Identification of antimicrobial resistance genes is important for understanding the underlying mechanisms and the epidemiology of antimicrobial resistance. The Find Resistance with Nucleotide DB tool may be used for resistance typing of pre-assembled, complete or partial genomes simple contig sequences assembled using the de novo assembly algorithm of CLC Genomics Workbench (see http://resources.qiagenbioinformatics.com/manuals/clcgenomicsworkbench/current/index.php?manual=De_novo_assembly.html).
Alternatively, use the Type a Known Species or Type among Multiple Species template workflows as described in Workflow templates.
The Find Resistance with Nucleotide DB tool is inspired by [Zankari et al., 2017] and uses BLAST for identification of acquired antimicrobial resistance genes within whole-genome sequencing (WGS) data. The tool's aim is to quantify the occurrence of entire resistance conferring genes, whether they break down (e.g. beta-lactamases) or expel (e.g. efflux-pumps) antibiotic compounds.
To perform resistance typing, go to:
Drug Resistance Analysis | Find Resistance with Nucleotide DB ()
Select the input genome or contigs (figure 15.4).
You can then specify the settings for the tool (figure 15.5).
- DB Select the downloaded database for Find Resistance with Nucleotide DB (using the Download Resistance Database tool (see the Download Resistance Database section).

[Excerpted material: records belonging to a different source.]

PR #117, opened 2019-04-24
Initial Blacklight integration

jrochkind:
So this PR integrates Blacklight into our app in a _basically_ working fashion, but certainly not even close to an end-user usable UI yet, or styled for our brand. 

There were some tricks integrating BL into an already existing app; and trying to _limit_ BL's effect on our app to only the parts we actually want to use, in the places we want to use them.  We pretty much only want to use a `CatalogController`, and whatever else it insists upon to work. We already were not using "bookmarks", "saved searches", and other interactive functionality included with Blacklight on top of search/results behavior. 

## The install process

The BL installer wants to add gems to our `Gemfile` that were already there, which then makes `bundler` complain about listing the same gem twice, and keeps the installer from moving on to it's next steps. So I had to comment out some gems, get the installer to complete, then manually reconcile the Gemfile. 

I maybe should have run BL installer without `devise`, but I ran it with the `devise` option, but we already had devise, so had to deal with it trying to add conflicting routes and other devise things, similar to above. 

The things the BL installer tried to do to our existing `User` model totally messed it up, again had to manually reconcile. 

BL tried to add `solr_wrapper` rake tasks to our app, but we already found that `solr_wrapper` rake tasks were not useful, so added our own instead. In #109. Eliminated solr_wrapper rake tasks. 

The way that BL tries to set up your application.js and application.css for it's JS/CSS assets was also conflicting with our current stuff (and/or leading to double-imports of things like bootstrap), so I reorganized there. 
* popper.js was gene
* BL tries to give you the twitter-typeahead-rails gem -- I think this is only used for built-in BL "suggest" feature which we aren't currently using. and twitter-typeahead-rails is an unsupported project. We are trying commenting this out of Gemfile, as well as the include of it's js in our sprockets manifest.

- Minimum Identity % is the threshold for the minimum percentage of nucleotides that are identical between the best matching resistance gene in the database and the corresponding sequence in the genome.
- Minimum Length % reflect the percentage of the total resistance gene length that a sequence must overlap a resistance gene to count as a hit for that gene. Here represented as a percentage of the total resistance gene length.
- Filter overlaps: will perform extra filtering of results that agree on contig, source and predicted phenotype where one is contained by the other.
The output of the Find Resistance with Nucleotide DB tool is a table listing all the possible resistance genes and predicted phenotypes found in the input genome or contigs, as well as additional information such as degrees of similarity between the gene found in the genome and the reference (% identity and query /HSB values) and the location where the gene was found (contig name, and position in the contig). Depending on the type of database used, additional columns with link to resources may also be present in the table. To add the obtained resistance types to your Result Metadata Table, see the section Add to Result Metadata Table.